**Assignment**
Could you repeat, word for word, only the lines from the one containing "--- a/content/number-theory/MillerRabin.h" through the final line of the records below?

[Stored items]
PR #174, opened 2020-05-02
Make modmul faster for constant moduli

simonlindholm:
Changes `ull(ld(a) * ld(b) / ld(M))` -> `ull(1.L / M * a * b);` to win a small bit of performance when `M` is constant over consecutive modmuls, and to shave off a few characters. Also adds a 4-page proof for the new version being correct for up to `M < 0.394 * 2^64`. (Somewhat excessive I guess, but it was fun.)

### DIFF
--- a/content/number-theory/MillerRabin.h
+++ b/content/number-theory/MillerRabin.h
@@ -4,7 +4,7 @@
  * License: CC0
  * Source: Wikipedia, https://miller-rabin.appspot.com/
  * Description: Deterministic Miller-Rabin primality test.
- * Guaranteed to work for numbers up to $2^{63}$; for larger numbers, extend A randomly.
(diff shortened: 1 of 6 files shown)


simonlindholm:
Rendered pdf: https://www.overleaf.com/read/yymxmzsfcbbj

khanhhungvu1508:
Hello you. I have a question to you. I don't know why we have that during the proof when c > 2^62?
image

simonlindholm:
r(x) is very very close to x multiplicatively (unless we hit denormals which we aren't close to here), so if we throw in some r()'s in 1/c * a * b we'll only blow it up by a small factor; 1.001 is extremely generous. And a * b / c < c, so even if we scale that up by 1.001, we'll be less than 2^63 by a factor of 1 / (0.394 * 2 * 1.001).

**Result of this exercise**
--- a/content/number-theory/MillerRabin.h
+++ b/content/number-theory/MillerRabin.h
@@ -4,7 +4,7 @@
  * License: CC0
  * Source: Wikipedia, https://miller-rabin.appspot.com/
  * Description: Deterministic Miller-Rabin primality test.
- * Guaranteed to work for numbers up to $2^{63}$; for larger numbers, extend A randomly.
(diff shortened: 1 of 6 files shown)


simonlindholm:
Rendered pdf: https://www.overleaf.com/read/yymxmzsfcbbj

khanhhungvu1508:
Hello you. I have a question to you. I don't know why we have that during the proof when c > 2^62?
image

simonlindholm:
r(x) is very very close to x multiplicatively (unless we hit denormals which we aren't close to here), so if we throw in some r()'s in 1/c * a * b we'll only blow it up by a small factor; 1.001 is extremely generous. And a * b / c < c, so even if we scale that up by 1.001, we'll be less than 2^63 by a factor of 1 / (0.394 * 2 * 1.001).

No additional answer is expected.